→ Goal of the exercise
The response should consist of every record, reproduced exactly.

→ Information shown
PR #13112, opened 2026-09-10
Add JMH benchmarks for multipart, form, chunked and streaming JSON server scenarios

graemerocher:
## Summary
- Adds `ServerScenariosBenchmark` next to the existing `ControllersBenchmark`/`FullHttpStackBenchmark`, driving the real server pipeline through an `EmbeddedChannel`.
- Scenarios: multipart upload bound as `CompletedFileUpload` and as `byte[]` (content-length and chunked), url-encoded form bound to a record with a list field, ~30 KiB JSON array bound as `List<Item>` and as `Flux<Item>` (content-length and chunked), `Flux<Item>` response as JSON array and as `application/x-json-stream`, 64 KiB `byte[]` response.
- Establishes a baseline for the Netty server hardening work; baseline numbers are recorded in the review plan.
## Testing
- `./gradlew :benchmarks:jmhJar` and ran `ServerScenariosBenchmark` with `-Dmicronaut.python.enabled=false -Djmh.executor=CUSTOM -Djmh.executor.class=io.micronaut.http.server.stack.JmhFastThreadLocalExecutor`; every scenario verifies its response in `@Setup`.
## Out of scope / follow-ups
- The benchmark JVM needs `micronaut.python.enabled=false` on JDKs without the GraalPy language; consider defaulting that in the jmh task.

### DIFF
--- a/benchmarks/src/jmh/java/io/micronaut/http/server/stack/NettyUtil.java
+++ b/benchmarks/src/jmh/java/io/micronaut/http/server/stack/NettyUtil.java
@@ -5,6 +5,9 @@ import io.netty.buffer.CompositeByteBuf;
 import io.netty.buffer.PooledByteBufAllocator;
 import io.netty.channel.embedded.EmbeddedChannel;
 
+import java.util.ArrayList;
+import java.util.List;
+
 final class NettyUtil {
     static ByteBuf readAllOutboundContiguous(EmbeddedChannel clientChannel) {
         ByteBuf requestBytes = PooledByteBufAllocator.DEFAULT.buffer();
@@ -16,6 +19,23 @@ final class NettyUtil {
             requestBytes.writeBytes(part);
         }
         return requestBytes;
+    }
+
+    /**
+     * Read every outbound buffer as its own part, in order. Unlike
+     * {@link #readAllOutboundContiguous} this keeps the boundaries the codec produced, so a caller
+     * can deliver each part as a separate read.
+     */
+    static List<ByteBuf> readAllOutboundParts(EmbeddedChannel clientChannel) {
+        List<ByteBuf> parts = new ArrayList<>();
+        while (true) {
+            ByteBuf part = clientChannel.readOutbound();
+            if (part == null) {
+                break;
+            }
+            parts.add(part);
+        }
+        return parts;
     }
 
     static ByteBuf readAllOutboundComposite(EmbeddedChannel channel) {
--- a/benchmarks/src/jmh/java/io/micronaut/http/server/stack/ServerScenariosBenchmark.java
+++ b/benchmarks/src/jmh/java/io/micronaut/http/server/stack/ServerScenariosBenchmark.java
@@ -94,7 +94,13 @@ public class ServerScenariosBenchmark {
 
         ApplicationContext ctx;
         EmbeddedChannel channel;
-        ByteBuf requestBytes;
+        /**
+         * The encoded request, one buffer per message the client codec wrote. Each is delivered in
+         * its own read cycle, so a chunked request reaches the server as separate reads and takes
+         * its streaming path, instead of being coalesced into one read that the server would treat
+         * as a fully available body.
+         */
+        List<ByteBuf> requestParts;
         ByteBuf responseBytes;
 
         @Setup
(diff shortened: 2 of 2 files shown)


dstepanov (approved):
Approving: the measurement mechanics are sound.
- **Compiles:** `:benchmarks:compileJmhJava` succeeds.
- **Runs and verifies on the calling thread:** I drove every scenario 2–3k times through `Holder`. All ten completed on the caller thread, so the spin-wait never fired, and each response is byte-verified.
- **No per-iteration pooled-memory growth:** `retainedDuplicate()` reuse is correct and outbound parts are released.
- **Bindings match the names:** `CompletedFileUpload`, `byte[]`, and the `Person` record with its list.

Please look at the first point before this becomes the baseline:

1. **The three `*_CHUNKED` scenarios never reach the streaming request path.**
   - **Where:** [`send()`](https://github.com/micronaut-projects/micronaut-core/blob/2159b8b325c24e9eeeef52b2cbadd872ded6278c/benchmarks/src/jmh/java/io/micronaut/http/server/stack/ServerScenariosBenchmark.java#L132-L144) writes the whole encoded request with a single `writeInbound`.
   - **Why:** HTTP/1.1 has no flow-control handler, so the full body, `LastHttpContent` included, arrives before `readComplete`. `PipeliningServerHandler`'s optimistic handler then hands the controller an already buffered body. My probe confirmed this for `MULTIPART_FILE_CHUNKED`, `JSON_POST_LARGE_LIST_CHUNKED` and `JSON_POST_LARGE_LIST_REACTIVE_CHUNKED` ([#L244](https://github.com/micronaut-projects/micronaut-core/blob/2159b8b325c24e9eeeef52b2cbadd872ded6278c/benchmarks/src/jmh/java/io/micronaut/http/server/stack/ServerScenariosBenchmark.java#L244), [#L297](https://github.com/micronaut-projects/micronaut-core/blob/2159b8b325c24e9eeeef52b2cbadd872ded6278c/benchmarks/src/jmh/java/io/micronaut/http/server/stack/ServerScenariosBenchmark.java#L297), [#L312](https://github.com/micronaut-projects/micronaut-core/blob/2159b8b325c24e9eeeef52b2cbadd872ded6278c/benchmarks/src/jmh/java/io/micronaut/http/server/stack/ServerScenariosBenchmark.java#L312)).
   - **Effect:** chunked vs. content-length differs only in chunk-framing parsing. The javadoc's "streaming path through the form demuxer" and "incremental JSON parsing" claims aren't exercised, so changes to streaming, backpressure or incremental parsing won't show up in this baseline.
   - **Fix:** split the request across at least two `writeInbound` calls (head plus first chunk, then the rest), or rename the scenarios.
2. **Verification may dominate the small scenarios.** [`exchangeAndVerify`](https://github.com/micronaut-projects/micronaut-core/blob/2159b8b325c24e9eeeef52b2cbadd872ded6278c/benchmarks/src/jmh/java/io/micronaut/http/server/stack/ServerScenariosBenchmark.java#L173-L198) compares every response byte on every call. For `LARGE_TEXT_RESPONSE` (64 KiB, about 9 µs unwarmed), that is plausibly a big share of the measured time and dilutes server-side gains. Checking length only, or every Nth call, would help. This is an estimate; I didn't measure the split.
3. **Not the same setup as `FullHttpStackBenchmark`:** no `channel.freezeTime()`, and `main()` doesn't pass the FastThreadLocal thread-factory args that `FullHttpStackBenchmark` does. Running via `main` silently uses plain threads, which changes pooled-allocator behaviour.
4. **The description overstates coverage.** There is no chunked `byte[]` multipart and no content-length `Flux` scenario.
5. **Pre-existing, affects all benchmarks:** `NettyUtil.readAllOutboundContiguous` doesn't release the parts it copies, so paranoid leak detection reports leaks from setup.

graemerocher:

---

The benchmark compiles conceptually, but its chunked cases coalesce the entire wire request into one read cycle. This bypasses the server streaming request path central to several newly added scenarios and makes their measurements misleading.


- [P2] Preserve read cycles for chunked request scenarios — benchmarks/src/jmh/java/io/micronaut/http/server/stack/ServerScenariosBenchmark.java:132-134
  When any `*_CHUNKED` scenario runs, the encoded request has already been coalesced into one `ByteBuf`, and this single `writeInbound` call produces only one channel read cycle. Consequently, `PipeliningServerHandler.OptimisticBufferingInboundHandler` receives `LastHttpContent` before `channelReadComplete` and treats the request as a fully available body, so these benchmarks do not exercise the streaming/devolution paths they claim to measure. Keep the encoded chunks separate and deliver them in separate read cycles.

---

**Disposition:** Verified and important for every number measured against this harness: the chunked scenarios were coalesced into one read, so the server took its fully-available path. Fixed locally in `f85f137a15`: one codec buffer per `writeInbound`, and setup refuses a `*_CHUNKED` scenario that would arrive in fewer than two reads. The chunked baseline rows need re-taking once this lands.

→ Written reply
PR #13112, opened 2026-09-10
Add JMH benchmarks for multipart, form, chunked and streaming JSON server scenarios

graemerocher:
## Summary
- Adds `ServerScenariosBenchmark` next to the existing `ControllersBenchmark`/`FullHttpStackBenchmark`, driving the real server pipeline through an `EmbeddedChannel`.
- Scenarios: multipart upload bound as `CompletedFileUpload` and as `byte[]` (content-length and chunked), url-encoded form bound to a record with a list field, ~30 KiB JSON array bound as `List<Item>` and as `Flux<Item>` (content-length and chunked), `Flux<Item>` response as JSON array and as `application/x-json-stream`, 64 KiB `byte[]` response.
- Establishes a baseline for the Netty server hardening work; baseline numbers are recorded in the review plan.
## Testing
- `./gradlew :benchmarks:jmhJar` and ran `ServerScenariosBenchmark` with `-Dmicronaut.python.enabled=false -Djmh.executor=CUSTOM -Djmh.executor.class=io.micronaut.http.server.stack.JmhFastThreadLocalExecutor`; every scenario verifies its response in `@Setup`.
## Out of scope / follow-ups
- The benchmark JVM needs `micronaut.python.enabled=false` on JDKs without the GraalPy language; consider defaulting that in the jmh task.

### DIFF
--- a/benchmarks/src/jmh/java/io/micronaut/http/server/stack/NettyUtil.java
+++ b/benchmarks/src/jmh/java/io/micronaut/http/server/stack/NettyUtil.java
@@ -5,6 +5,9 @@ import io.netty.buffer.CompositeByteBuf;
 import io.netty.buffer.PooledByteBufAllocator;
 import io.netty.channel.embedded.EmbeddedChannel;
 
+import java.util.ArrayList;
+import java.util.List;
+
 final class NettyUtil {
     static ByteBuf readAllOutboundContiguous(EmbeddedChannel clientChannel) {
         ByteBuf requestBytes = PooledByteBufAllocator.DEFAULT.buffer();
@@ -16,6 +19,23 @@ final class NettyUtil {
             requestBytes.writeBytes(part);
         }
         return requestBytes;
+    }
+
+    /**
+     * Read every outbound buffer as its own part, in order. Unlike
+     * {@link #readAllOutboundContiguous} this keeps the boundaries the codec produced, so a caller
+     * can deliver each part as a separate read.
+     */
+    static List<ByteBuf> readAllOutboundParts(EmbeddedChannel clientChannel) {
+        List<ByteBuf> parts = new ArrayList<>();
+        while (true) {
+            ByteBuf part = clientChannel.readOutbound();
+            if (part == null) {
+                break;
+            }
+            parts.add(part);
+        }
+        return parts;
     }
 
     static ByteBuf readAllOutboundComposite(EmbeddedChannel channel) {
--- a/benchmarks/src/jmh/java/io/micronaut/http/server/stack/ServerScenariosBenchmark.java
+++ b/benchmarks/src/jmh/java/io/micronaut/http/server/stack/ServerScenariosBenchmark.java
@@ -94,7 +94,13 @@ public class ServerScenariosBenchmark {
 
         ApplicationContext ctx;
         EmbeddedChannel channel;
-        ByteBuf requestBytes;
+        /**
+         * The encoded request, one buffer per message the client codec wrote. Each is delivered in
+         * its own read cycle, so a chunked request reaches the server as separate reads and takes
+         * its streaming path, instead of being coalesced into one read that the server would treat
+         * as a fully available body.
+         */
+        List<ByteBuf> requestParts;
         ByteBuf responseBytes;
 
         @Setup
(diff shortened: 2 of 2 files shown)


dstepanov (approved):
Approving: the measurement mechanics are sound.
- **Compiles:** `:benchmarks:compileJmhJava` succeeds.
- **Runs and verifies on the calling thread:** I drove every scenario 2–3k times through `Holder`. All ten completed on the caller thread, so the spin-wait never fired, and each response is byte-verified.
- **No per-iteration pooled-memory growth:** `retainedDuplicate()` reuse is correct and outbound parts are released.
- **Bindings match the names:** `CompletedFileUpload`, `byte[]`, and the `Person` record with its list.

Please look at the first point before this becomes the baseline:

1. **The three `*_CHUNKED` scenarios never reach the streaming request path.**
   - **Where:** [`send()`](https://github.com/micronaut-projects/micronaut-core/blob/2159b8b325c24e9eeeef52b2cbadd872ded6278c/benchmarks/src/jmh/java/io/micronaut/http/server/stack/ServerScenariosBenchmark.java#L132-L144) writes the whole encoded request with a single `writeInbound`.
   - **Why:** HTTP/1.1 has no flow-control handler, so the full body, `LastHttpContent` included, arrives before `readComplete`. `PipeliningServerHandler`'s optimistic handler then hands the controller an already buffered body. My probe confirmed this for `MULTIPART_FILE_CHUNKED`, `JSON_POST_LARGE_LIST_CHUNKED` and `JSON_POST_LARGE_LIST_REACTIVE_CHUNKED` ([#L244](https://github.com/micronaut-projects/micronaut-core/blob/2159b8b325c24e9eeeef52b2cbadd872ded6278c/benchmarks/src/jmh/java/io/micronaut/http/server/stack/ServerScenariosBenchmark.java#L244), [#L297](https://github.com/micronaut-projects/micronaut-core/blob/2159b8b325c24e9eeeef52b2cbadd872ded6278c/benchmarks/src/jmh/java/io/micronaut/http/server/stack/ServerScenariosBenchmark.java#L297), [#L312](https://github.com/micronaut-projects/micronaut-core/blob/2159b8b325c24e9eeeef52b2cbadd872ded6278c/benchmarks/src/jmh/java/io/micronaut/http/server/stack/ServerScenariosBenchmark.java#L312)).
   - **Effect:** chunked vs. content-length differs only in chunk-framing parsing. The javadoc's "streaming path through the form demuxer" and "incremental JSON parsing" claims aren't exercised, so changes to streaming, backpressure or incremental parsing won't show up in this baseline.
   - **Fix:** split the request across at least two `writeInbound` calls (head plus first chunk, then the rest), or rename the scenarios.
2. **Verification may dominate the small scenarios.** [`exchangeAndVerify`](https://github.com/micronaut-projects/micronaut-core/blob/2159b8b325c24e9eeeef52b2cbadd872ded6278c/benchmarks/src/jmh/java/io/micronaut/http/server/stack/ServerScenariosBenchmark.java#L173-L198) compares every response byte on every call. For `LARGE_TEXT_RESPONSE` (64 KiB, about 9 µs unwarmed), that is plausibly a big share of the measured time and dilutes server-side gains. Checking length only, or every Nth call, would help. This is an estimate; I didn't measure the split.
3. **Not the same setup as `FullHttpStackBenchmark`:** no `channel.freezeTime()`, and `main()` doesn't pass the FastThreadLocal thread-factory args that `FullHttpStackBenchmark` does. Running via `main` silently uses plain threads, which changes pooled-allocator behaviour.
4. **The description overstates coverage.** There is no chunked `byte[]` multipart and no content-length `Flux` scenario.
5. **Pre-existing, affects all benchmarks:** `NettyUtil.readAllOutboundContiguous` doesn't release the parts it copies, so paranoid leak detection reports leaks from setup.

graemerocher:

---

The benchmark compiles conceptually, but its chunked cases coalesce the entire wire request into one read cycle. This bypasses the server streaming request path central to several newly added scenarios and makes their measurements misleading.


- [P2] Preserve read cycles for chunked request scenarios — benchmarks/src/jmh/java/io/micronaut/http/server/stack/ServerScenariosBenchmark.java:132-134
  When any `*_CHUNKED` scenario runs, the encoded request has already been coalesced into one `ByteBuf`, and this single `writeInbound` call produces only one channel read cycle. Consequently, `PipeliningServerHandler.OptimisticBufferingInboundHandler` receives `LastHttpContent` before `channelReadComplete` and treats the request as a fully available body, so these benchmarks do not exercise the streaming/devolution paths they claim to measure. Keep the encoded chunks separate and deliver them in separate read cycles.

---

**Disposition:** Verified and important for every number measured against this harness: the chunked scenarios were coalesced into one read, so the server took its fully-available path. Fixed locally in `f85f137a15`: one codec buffer per `writeInbound`, and setup refuses a `*_CHUNKED` scenario that would arrive in fewer than two reads. The chunked baseline rows need re-taking once this lands.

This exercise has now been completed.